**WORK INSTRUCTIONS**
For this exercise, please find the lines in the entries that include the word "desired" and copy them.

++++

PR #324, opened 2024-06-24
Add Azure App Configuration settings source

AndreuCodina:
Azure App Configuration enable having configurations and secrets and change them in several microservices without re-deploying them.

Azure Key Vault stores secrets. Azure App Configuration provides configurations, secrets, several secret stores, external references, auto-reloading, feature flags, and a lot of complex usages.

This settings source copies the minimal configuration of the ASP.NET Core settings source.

++++

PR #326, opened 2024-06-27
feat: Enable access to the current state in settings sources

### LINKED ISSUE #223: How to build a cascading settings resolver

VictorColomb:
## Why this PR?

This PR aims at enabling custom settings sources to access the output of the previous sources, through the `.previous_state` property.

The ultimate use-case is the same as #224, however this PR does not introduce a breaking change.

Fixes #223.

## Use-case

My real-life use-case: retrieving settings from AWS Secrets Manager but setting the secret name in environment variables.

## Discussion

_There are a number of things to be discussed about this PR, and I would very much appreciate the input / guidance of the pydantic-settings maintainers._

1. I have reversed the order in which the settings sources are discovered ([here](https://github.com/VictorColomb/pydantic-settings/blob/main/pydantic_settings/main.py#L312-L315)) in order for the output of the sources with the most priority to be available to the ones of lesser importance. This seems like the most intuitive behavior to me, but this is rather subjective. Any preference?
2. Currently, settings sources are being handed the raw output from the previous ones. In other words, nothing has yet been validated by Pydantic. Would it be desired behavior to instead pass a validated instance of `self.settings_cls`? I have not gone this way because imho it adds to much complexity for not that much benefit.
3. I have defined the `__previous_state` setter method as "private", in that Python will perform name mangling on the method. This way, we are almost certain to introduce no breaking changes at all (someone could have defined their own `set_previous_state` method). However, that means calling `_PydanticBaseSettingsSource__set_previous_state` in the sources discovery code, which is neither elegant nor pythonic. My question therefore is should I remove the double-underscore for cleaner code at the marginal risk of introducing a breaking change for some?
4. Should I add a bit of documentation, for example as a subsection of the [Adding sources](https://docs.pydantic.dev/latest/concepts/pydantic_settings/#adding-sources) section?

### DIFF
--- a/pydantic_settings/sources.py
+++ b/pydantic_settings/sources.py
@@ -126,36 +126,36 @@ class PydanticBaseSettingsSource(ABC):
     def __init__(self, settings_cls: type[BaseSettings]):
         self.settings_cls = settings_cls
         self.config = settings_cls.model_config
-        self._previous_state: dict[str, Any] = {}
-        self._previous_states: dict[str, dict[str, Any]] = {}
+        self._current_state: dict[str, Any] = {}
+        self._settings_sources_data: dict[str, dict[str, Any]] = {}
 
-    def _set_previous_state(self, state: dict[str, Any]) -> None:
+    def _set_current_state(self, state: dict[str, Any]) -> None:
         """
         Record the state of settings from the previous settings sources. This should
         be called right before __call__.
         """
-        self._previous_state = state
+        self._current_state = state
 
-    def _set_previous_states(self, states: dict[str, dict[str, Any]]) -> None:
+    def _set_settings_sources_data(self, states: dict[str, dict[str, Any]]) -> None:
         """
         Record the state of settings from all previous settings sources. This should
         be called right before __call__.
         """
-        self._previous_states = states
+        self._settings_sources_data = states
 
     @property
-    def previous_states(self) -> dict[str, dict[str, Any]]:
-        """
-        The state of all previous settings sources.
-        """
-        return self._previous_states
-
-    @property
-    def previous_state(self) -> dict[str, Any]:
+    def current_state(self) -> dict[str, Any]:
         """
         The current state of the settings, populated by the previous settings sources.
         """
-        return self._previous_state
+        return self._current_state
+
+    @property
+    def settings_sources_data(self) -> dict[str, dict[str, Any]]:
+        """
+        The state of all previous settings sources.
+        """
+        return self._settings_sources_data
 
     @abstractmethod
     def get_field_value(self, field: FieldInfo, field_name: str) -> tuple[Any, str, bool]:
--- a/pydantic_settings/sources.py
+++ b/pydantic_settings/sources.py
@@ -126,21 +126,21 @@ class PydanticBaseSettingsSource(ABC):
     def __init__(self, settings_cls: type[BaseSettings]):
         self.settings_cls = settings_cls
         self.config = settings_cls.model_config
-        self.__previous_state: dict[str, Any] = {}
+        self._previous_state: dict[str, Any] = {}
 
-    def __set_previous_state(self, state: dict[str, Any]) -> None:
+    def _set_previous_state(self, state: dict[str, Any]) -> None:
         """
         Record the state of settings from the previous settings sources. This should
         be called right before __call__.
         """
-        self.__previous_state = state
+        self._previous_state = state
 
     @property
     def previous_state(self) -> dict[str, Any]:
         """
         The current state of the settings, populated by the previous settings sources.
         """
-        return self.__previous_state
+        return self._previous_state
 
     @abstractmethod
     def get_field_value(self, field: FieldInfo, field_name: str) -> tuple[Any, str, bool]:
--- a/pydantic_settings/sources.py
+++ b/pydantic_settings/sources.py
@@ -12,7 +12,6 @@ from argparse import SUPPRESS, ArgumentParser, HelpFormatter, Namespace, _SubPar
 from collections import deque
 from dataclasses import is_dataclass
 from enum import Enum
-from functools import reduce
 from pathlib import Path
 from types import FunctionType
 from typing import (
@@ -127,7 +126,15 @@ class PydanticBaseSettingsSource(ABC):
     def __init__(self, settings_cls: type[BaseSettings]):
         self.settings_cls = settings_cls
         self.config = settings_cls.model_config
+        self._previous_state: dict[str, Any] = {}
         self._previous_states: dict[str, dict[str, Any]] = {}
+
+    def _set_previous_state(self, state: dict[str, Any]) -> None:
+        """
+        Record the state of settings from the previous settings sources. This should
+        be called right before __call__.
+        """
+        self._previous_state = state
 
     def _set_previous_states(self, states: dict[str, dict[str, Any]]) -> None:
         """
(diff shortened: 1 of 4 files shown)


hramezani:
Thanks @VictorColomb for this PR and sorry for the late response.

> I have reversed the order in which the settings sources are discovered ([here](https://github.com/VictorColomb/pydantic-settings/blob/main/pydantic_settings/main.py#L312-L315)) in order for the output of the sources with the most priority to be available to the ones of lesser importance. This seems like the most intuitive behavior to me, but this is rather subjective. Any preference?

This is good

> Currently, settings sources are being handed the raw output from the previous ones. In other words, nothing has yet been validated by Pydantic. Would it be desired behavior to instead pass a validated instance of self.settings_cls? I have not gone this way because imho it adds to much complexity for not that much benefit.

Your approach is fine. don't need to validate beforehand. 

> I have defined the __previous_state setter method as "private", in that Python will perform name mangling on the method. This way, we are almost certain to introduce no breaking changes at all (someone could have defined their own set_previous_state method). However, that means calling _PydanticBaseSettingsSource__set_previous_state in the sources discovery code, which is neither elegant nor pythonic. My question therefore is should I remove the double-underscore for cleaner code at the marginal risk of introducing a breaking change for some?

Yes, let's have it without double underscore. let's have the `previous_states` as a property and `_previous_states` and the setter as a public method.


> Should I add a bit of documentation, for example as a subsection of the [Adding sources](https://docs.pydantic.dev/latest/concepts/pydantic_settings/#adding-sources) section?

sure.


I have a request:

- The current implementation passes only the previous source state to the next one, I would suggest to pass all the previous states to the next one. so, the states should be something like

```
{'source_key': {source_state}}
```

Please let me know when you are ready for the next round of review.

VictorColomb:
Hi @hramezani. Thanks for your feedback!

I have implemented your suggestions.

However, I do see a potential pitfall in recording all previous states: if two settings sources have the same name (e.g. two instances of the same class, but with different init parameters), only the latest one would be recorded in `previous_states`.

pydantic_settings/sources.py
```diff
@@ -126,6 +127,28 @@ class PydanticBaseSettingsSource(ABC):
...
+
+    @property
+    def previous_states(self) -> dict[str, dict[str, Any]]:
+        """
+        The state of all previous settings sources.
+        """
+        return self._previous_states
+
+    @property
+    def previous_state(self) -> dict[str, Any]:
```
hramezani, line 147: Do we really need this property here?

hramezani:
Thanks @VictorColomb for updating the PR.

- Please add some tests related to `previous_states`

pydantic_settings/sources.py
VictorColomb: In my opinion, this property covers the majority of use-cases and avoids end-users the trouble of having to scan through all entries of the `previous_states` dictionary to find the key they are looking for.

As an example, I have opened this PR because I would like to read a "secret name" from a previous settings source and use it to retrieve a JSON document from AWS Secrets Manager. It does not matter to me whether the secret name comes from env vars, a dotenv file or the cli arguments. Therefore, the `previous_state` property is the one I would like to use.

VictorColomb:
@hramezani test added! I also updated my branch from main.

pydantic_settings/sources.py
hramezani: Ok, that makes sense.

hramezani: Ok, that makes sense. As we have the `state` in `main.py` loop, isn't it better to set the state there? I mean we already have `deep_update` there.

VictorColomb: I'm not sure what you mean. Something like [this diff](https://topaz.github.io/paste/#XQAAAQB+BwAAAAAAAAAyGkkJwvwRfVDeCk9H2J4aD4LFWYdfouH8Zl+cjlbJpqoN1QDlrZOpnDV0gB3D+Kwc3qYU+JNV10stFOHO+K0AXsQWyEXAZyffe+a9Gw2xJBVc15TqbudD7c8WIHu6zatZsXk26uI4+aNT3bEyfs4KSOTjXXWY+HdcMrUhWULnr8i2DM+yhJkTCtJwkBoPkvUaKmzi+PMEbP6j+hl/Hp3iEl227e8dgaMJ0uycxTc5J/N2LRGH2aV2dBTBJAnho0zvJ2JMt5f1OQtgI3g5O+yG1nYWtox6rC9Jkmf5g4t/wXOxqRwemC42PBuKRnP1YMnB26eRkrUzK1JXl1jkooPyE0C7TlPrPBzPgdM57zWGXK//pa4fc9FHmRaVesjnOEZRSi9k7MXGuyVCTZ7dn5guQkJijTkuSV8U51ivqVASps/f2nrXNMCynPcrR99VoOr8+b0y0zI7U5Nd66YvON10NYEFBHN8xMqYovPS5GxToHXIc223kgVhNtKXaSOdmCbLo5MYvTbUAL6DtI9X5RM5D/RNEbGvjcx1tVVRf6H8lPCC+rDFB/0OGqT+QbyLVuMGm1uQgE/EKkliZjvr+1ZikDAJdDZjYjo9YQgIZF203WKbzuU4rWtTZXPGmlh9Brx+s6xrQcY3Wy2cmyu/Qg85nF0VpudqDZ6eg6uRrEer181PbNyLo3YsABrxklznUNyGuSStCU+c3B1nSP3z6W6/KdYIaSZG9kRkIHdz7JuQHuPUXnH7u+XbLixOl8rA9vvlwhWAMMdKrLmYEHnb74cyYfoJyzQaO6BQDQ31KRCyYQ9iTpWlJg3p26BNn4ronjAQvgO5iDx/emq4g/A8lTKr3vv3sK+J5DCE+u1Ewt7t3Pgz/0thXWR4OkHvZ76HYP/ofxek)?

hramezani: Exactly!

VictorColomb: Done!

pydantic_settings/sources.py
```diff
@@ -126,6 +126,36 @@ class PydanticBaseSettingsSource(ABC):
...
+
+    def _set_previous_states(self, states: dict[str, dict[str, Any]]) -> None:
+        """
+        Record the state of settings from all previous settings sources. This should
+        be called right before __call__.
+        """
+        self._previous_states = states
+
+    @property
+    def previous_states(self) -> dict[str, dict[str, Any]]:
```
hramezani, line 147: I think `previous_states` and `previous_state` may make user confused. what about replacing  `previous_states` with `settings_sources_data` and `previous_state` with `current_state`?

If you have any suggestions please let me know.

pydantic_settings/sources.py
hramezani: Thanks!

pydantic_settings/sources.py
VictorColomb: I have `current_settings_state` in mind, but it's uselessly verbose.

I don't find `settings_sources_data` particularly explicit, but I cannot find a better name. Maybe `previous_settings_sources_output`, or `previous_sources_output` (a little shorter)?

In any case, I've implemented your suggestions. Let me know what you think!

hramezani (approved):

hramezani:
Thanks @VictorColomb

++++

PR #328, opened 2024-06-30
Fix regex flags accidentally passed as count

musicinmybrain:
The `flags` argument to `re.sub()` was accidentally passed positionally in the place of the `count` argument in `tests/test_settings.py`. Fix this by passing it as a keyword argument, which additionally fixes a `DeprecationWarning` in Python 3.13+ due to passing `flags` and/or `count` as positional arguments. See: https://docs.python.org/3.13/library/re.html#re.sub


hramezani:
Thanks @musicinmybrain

++++

**WRITTEN RESPONSE**
2. Currently, settings sources are being handed the raw output from the previous ones. In other words, nothing has yet been validated by Pydantic. Would it be desired behavior to instead pass a validated instance of `self.settings_cls`? I have not gone this way because imho it adds to much complexity for not that much benefit.
> Currently, settings sources are being handed the raw output from the previous ones. In other words, nothing has yet been validated by Pydantic. Would it be desired behavior to instead pass a validated instance of self.settings_cls? I have not gone this way because imho it adds to much complexity for not that much benefit.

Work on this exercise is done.